*What is needed*
Word for word, repeat all of the entries.

*Provided records*
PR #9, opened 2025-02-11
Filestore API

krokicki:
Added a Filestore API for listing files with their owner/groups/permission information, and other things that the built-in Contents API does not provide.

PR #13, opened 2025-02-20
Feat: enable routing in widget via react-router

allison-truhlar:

*Solution for this exercise*
PR #9, opened 2025-02-11
Filestore API

krokicki:
Added a Filestore API for listing files with their owner/groups/permission information, and other things that the built-in Contents API does not provide.

PR #13, opened 2025-02-20
Feat: enable routing in widget via react-router

allison-truhlar:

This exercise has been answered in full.